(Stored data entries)
□ □ □

PR #6146, opened 2026-08-13
fix(invitation): handle existing users

endenis:
## Context

Accepting an invitation does not handle existing users correctly.

## Description

- Add a flow for an email that already has an account. It requires the password of that account and only adds the membership.
- Authenticated users accept with the new `joinOrganization` mutation.
- `acceptInvite` keeps `email` as an optional ignored argument, so this backend fix can be deployed before the [frontend fix](https://github.com/getlago/lago-front/pull/4125).


app/models/user.rb
```diff
@@ -25,6 +25,10 @@ class User < ApplicationRecord
   def can?(permission, organization:)
     memberships.find { |m| m.organization_id == organization.id }&.can?(permission)
   end
+
+  def login_method_allowed?(login_method)
+    active_organizations.pluck(:authentication_methods).flatten.uniq.include?(login_method)
```
ancorcruz, line 30: if user belongs to two organizations;

org A allows password/google authentication methods, 
org B allows okta only (or whatever authentication method that is not listed in orga A allowed ones).

should user be able to login and have access to both organizations (A and B) when authenticating with a method that is only allowed by one of them?

endenis: @ancorcruz good question!

Right now it's already the case in backend on production: users can access both organizations even when only one of them allows password authentication. I am not looking into changing this behavior as part of this fix.

Long term we should consider limiting access by used sign in method in both backend and frontend.
The frontend already partially prevents this using `accessibleByCurrentSession`, but it does not cover every route and the backend does not enforce it.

□ □ □

• Exercise description:
Search the entries above for the word "does" and count the lines that hold it. Reply with only that number.

• Completed task:
2